How to Read Your Log Files to Study Your Web Site Traffic
Not every visitor to your Web site is a human, and it’s the humans you want the data on — not the robots. When you study the log files for your site, there are certain things you need to look for in these files to make sure your numbers are correct:
Search engine spiders. Search engines use programs commonly called spiders or robots that come to your site and read it to help the search engine to analyze your site. You can check and see if the robots.text file was requested (this is how you figure out if your site was spidered or not).
When you recognize a spider, grab the IP address and let the analytics software know to ignore hits from that address. Most good log analyzers reverse IP lookup the IP address to find spiders and ignore them for you.
Masked IP addresses. Not every IP address represents an individual user. Corporations, universities, and even users from AOL can show your server a single IP address when in fact many people have visited your site. Watch for high traffic from a single IP address to see if you have more visitors than your log file suggests.
Cookies. Don’t expect accurate visitor counts from cookies. Many people set their browsers not to accept cookies. Cookies also can’t distinguish multiple users on the same computer (like a library or school computer). Log files, however, do not contain cookie info.
One way to solve this problem is to create a dynamic page. A dynamic page is a page that is built on the fly from the database using scripts. You can also set your server to prevent caching if you have enough bandwidth.
Know your audience.

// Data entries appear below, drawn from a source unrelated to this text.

PR #2485, opened 2022-06-14
Enable ROCm RNN-T Loss

jpvillam-amd:
Added HIPIFY code and small changes for ROCm. Targeting RNN-T loss.


mthrok:
Hi @jpvillam-amd 

Thanks for the contribution. Can you rebase on the latest main branch?
We had a bunch of CI breakage but it's been fixed on main branch.

CMakeLists.txt
```diff
@@ -85,6 +85,10 @@ if(USE_CUDA)
   enable_language(CUDA)
 endif()
 
+if(USE_ROCM)
+  enable_language(HIP)
```
malfet, line 89: HIP language is only available since CMake-3.21(see https://cmake.org/cmake/help/v3.21/command/enable_language.html), so please make `USE_ROCM` conditional on 3.21 CMake version

torchaudio/csrc/rnnt/options.h
```diff
@@ -18,6 +21,10 @@ typedef struct Options {
 #ifdef USE_CUDA
   // the stream to launch kernels in when using GPU.
   cudaStream_t stream_;
+#endif
+#ifdef USE_ROCM
+  // the stream to launch kernels in when using GPU.
+  hipStream_t stream_;
 #endif
```
malfet, line 28: Hmm, can we just add `#define cudaStream_t hipStream_t` under first `USE_ROCM` and then we would not need to duplicate the code here?

malfet (changes requested):
Please guard USE_ROCM with CMake version check (as TorchAudio should be builder on systems with CMake older than 3.21)

Also, can you please add an explanation why explicit `#ifdef __HIP_PLATFORM_AMD__`  must be explicitly added .cu files? I.e. why can't hipify module take care of those mechanistically changes?

nateanl:
cc @mthrok can you review this pr?

torchaudio/csrc/CMakeLists.txt
```diff
@@ -1,6 +1,29 @@
...
+  set(CMAKE_INSTALL_RPATH_USE_LINK_PATH TRUE)
+  list( APPEND CMAKE_INSTALL_RPATH "/opt/rocm/llvm/lib" )
+  set(OPENMP_LIBRARIES "/opt/rocm/llvm/lib/")
+  set(OpenMP_CXX "${CMAKE_CXX_COMPILER}")
+  set(OpenMP_CXX_FLAGS "-fopenmp=libomp")
+  #set(OpenMP_CXX_LIB_NAMES "omp")
+  set(OpenMP_omp_LIBRARY omp)
+  find_package(OpenMP REQUIRED)
+
+endif()
```
mthrok, line 24: Could we move this to top-level CMakeLists.txt?
I would like to keep the logic in CMakeLists.txt files under `csrc` only related to source file selection.

torchaudio/csrc/CMakeLists.txt
```diff
@@ -39,6 +62,37 @@ if(BUILD_RNNT)
       rnnt/gpu/compute.cu
       )
   endif()
+
+  if (USE_ROCM)
+    hipify(CUDA_SOURCE_DIR ${PROJECT_SOURCE_DIR}/torchaudio/csrc/rnnt/gpu HIP_SOURCE_DIR ${PROJECT_SOURCE_DIR}/torchaudio/csrc/rnnt/hip)
+    if ( NOT HIP_ADD_LIBRARY_FOUND )
+      list(APPEND CMAKE_MODULE_PATH /opt/rocm/hip/cmake)
+      find_package(HIP REQUIRED)
+    endif()
```
mthrok, line 71: This looks like the duplicate from the above change, and better be handled in the root CMakeLists.txt?

mthrok:
> @malfet @mthrok It's not clear to me at all if these CI failures need any action from our end, since the failures are CUDA related. Can you please let us know what the next step should be here? Do we need another rebase?

Hi

torchaudio team does not have CI or expertise to validate the change, so I am thinking that we merge it given that it does not break existing CPU/CUDA. Could you address my comment? Thanks

torchaudio/csrc/CMakeLists.txt
jithunnair-amd: @pnunna93 I think the following snippet is the only one that's arguably related to source file update/selection. Do you agree?
```
  list(APPEND CMAKE_MODULE_PATH "${PROJECT_SOURCE_DIR}/third_party/hipify_torch/cmake")
  include(Hipify)
```

torchaudio/csrc/CMakeLists.txt
jithunnair-amd: @pnunna93 Here as well, I believe the hipify logic should stay here, since it's about source code modification (hipification), but the cmake stuff can probably move to root CMakeLists.txt?

jithunnair-amd:
@mthrok I'm taking a look at refactoring the CMake files to address the review comments

CMakeLists.txt
jeffdaily: The need for `enable_language(HIP)` was removed in the latest commit.

torchaudio/csrc/CMakeLists.txt
jeffdaily: Done.  Moved to top-level CMakeLists.txt.  New torchaudio/csrc/CMakeLists.txt contains a straightforward USE_ROCM section after each appearance of a USE_CUDA section.

jeffdaily:
@mthrok please re-review.  This PR is now up to date with latest main and the CMakeLists.txt has been improved.

jithunnair-amd:
@mthrok @malfet Can you please review?

mthrok (approved):

mthrok:
Looks good. Thanks. I will merge this.

jeffdaily:
> @jithunnair-amd
> 
> Should we be concerned about ROCm build job failures??
> 
> `libtorchaudio.so: undefined symbol: __kmpc_fork_call` https://github.com/pytorch/audio/actions/runs/5539782179/jobs/10111098244?pr=2485 https://github.com/pytorch/audio/actions/runs/5539782179/jobs/10111098349?pr=2485

Yes, we need to fix those before we can land this PR.

mthrok:
> > @jithunnair-amd
> > Should we be concerned about ROCm build job failures??
> > `libtorchaudio.so: undefined symbol: __kmpc_fork_call` https://github.com/pytorch/audio/actions/runs/5539782179/jobs/10111098244?pr=2485 https://github.com/pytorch/audio/actions/runs/5539782179/jobs/10111098349?pr=2485
> 
> Yes, we need to fix those before we can land this PR.

@jeffdaily @jithunnair-amd  Got it. Would you be able to look into them?

mthrok:
@jeffdaily @jithunnair-amd 

Seems like there was ROCm CI migration. Could you rebase or merge upstream? If possible, I would like to include this PR for the upcoming release.

torchaudio/csrc/rnnt/options.h
jeffdaily: typedef was added.  Please re-review.

jeffdaily:
> @jeffdaily @jithunnair-amd
> 
> Seems like there was ROCm CI migration. Could you rebase or merge upstream? If possible, I would like to include this PR for the upcoming release.

Done. @mthrok

jeffdaily:
Note that the CMakeLists.txt refactor was reverted.  Let's first focus on landing this PR that adds RNN-T for ROCm, then a follow-up PR that modernizes the CMake files.

mthrok:
> > Please guard USE_ROCM with CMake version check (as TorchAudio should be builder on systems with CMake older than 3.21)
> > Also, can you please add an explanation why explicit `#ifdef __HIP_PLATFORM_AMD__` must be explicitly added .cu files? I.e. why can't hipify module take care of those mechanistically changes?
> 
> Would you be okay with accepting this PR as-is and then a follow-up PR that revisits the hipify strategy here? It would be nice to get the feature in. The hipify and CMakeLists.txt refactor was causing more trouble than expected, so it was backed out of this PR.

@jeffdaily Yes, build CI jobs were green, so I will merge this.

jithunnair-amd:
@mthrok This PR introduces a dependency on `libomp.so` which is available with a standard ROCm installation in `/opt/rocm/llvm/lib/libomp.so`. However, since it's not packaged with the torchaudio wheel currently, and is also not packaged with the torch wheels, it results in an import-time failure for torchaudio:

```
>>> import torchaudio
  File "/usr/local/lib/python3.8/dist-packages/torchaudio/__init__.py", line 1, in <module>
    from . import (  # noqa: F401
  File "/usr/local/lib/python3.8/dist-packages/torchaudio/_extension/__init__.py", line 45, in <module>
    _load_lib("libtorchaudio")
  File "/usr/local/lib/python3.8/dist-packages/torchaudio/_extension/utils.py", line 64, in _load_lib
    torch.ops.load_library(path)
  File "/usr/local/lib/python3.8/dist-packages/torch/_ops.py", line 839, in load_library
    ctypes.CDLL(path)
  File "/usr/lib/python3.8/ctypes/__init__.py", line 373, in __init__
    self._handle = _dlopen(self._name, mode)
OSError: libomp.so: cannot open shared object file: No such file or directory
```

I'm investigating how to package the libomp.so with the torchaudio wheel for ROCm. If there are any existing instances where you do the same for any build of torchaudio (ROCm or otherwise), please point me to it, so I can re-use the same flow.

cc @jeffdaily @atalman

atalman:
@jeffdaily @jithunnair-amd how critical this PR is ? maybe we can just rever it ?

mthrok:
Hi @jeffdaily @jithunnair-amd - So this PR was reverted due to the packaging issue. I wanted to have this in the upcoming release and I do welcome the re-attempt. As to make the process faster for the future, I invited @jeffdaily for write permission. I hope we can continue and iterate on this feature. Regards

PR #2486, opened 2022-06-14
Pin MKL to 2020.04

mthrok:
The version of MKL that is installed alongside PyTorch has been bumped
to 2022.1 on Windows and it is causing installation issue in unit tests.

This commit pins the previous version

Backport of #2463

### DIFF
--- a/.circleci/unittest/windows/scripts/install.sh
+++ b/.circleci/unittest/windows/scripts/install.sh
@@ -29,7 +29,7 @@ else
     cudatoolkit="cudatoolkit=${version}"
 fi
 printf "Installing PyTorch with %s\n" "${cudatoolkit}"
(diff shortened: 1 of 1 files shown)


nateanl:
For unittest CI the mkl is fixed to [`2021.2.0`](https://github.com/pytorch/audio/blob/main/.circleci/unittest/linux/scripts/install.sh#L47), do we want to change that too?

mthrok:
> For unittest CI the mkl is fixed to [`2021.2.0`](https://github.com/pytorch/audio/blob/main/.circleci/unittest/linux/scripts/install.sh#L47), do we want to change that too?

It's okay to keep that way, as long as the job is not failing.

nateanl (approved):

PR #2496, opened 2022-06-15
Making sure channel flag is set correctly

atalman:
Making sure channel flag is set correctly for the test channel


mthrok (approved):
stamp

Some sites only track users who are logging on from home or from work; those sites filter users coming in from libraries and schools using public terminals. In general, this means they require a login or a persistent cookie, which public terminals are not likely to allow.
Analytics is not just about gathering data. It’s all about knowing what you want from your Web site and then being able to read the pile of data you’ve acquired in order to see whether those goals are being reached, and what else you need to be doing differently to get a higher rate of conversion.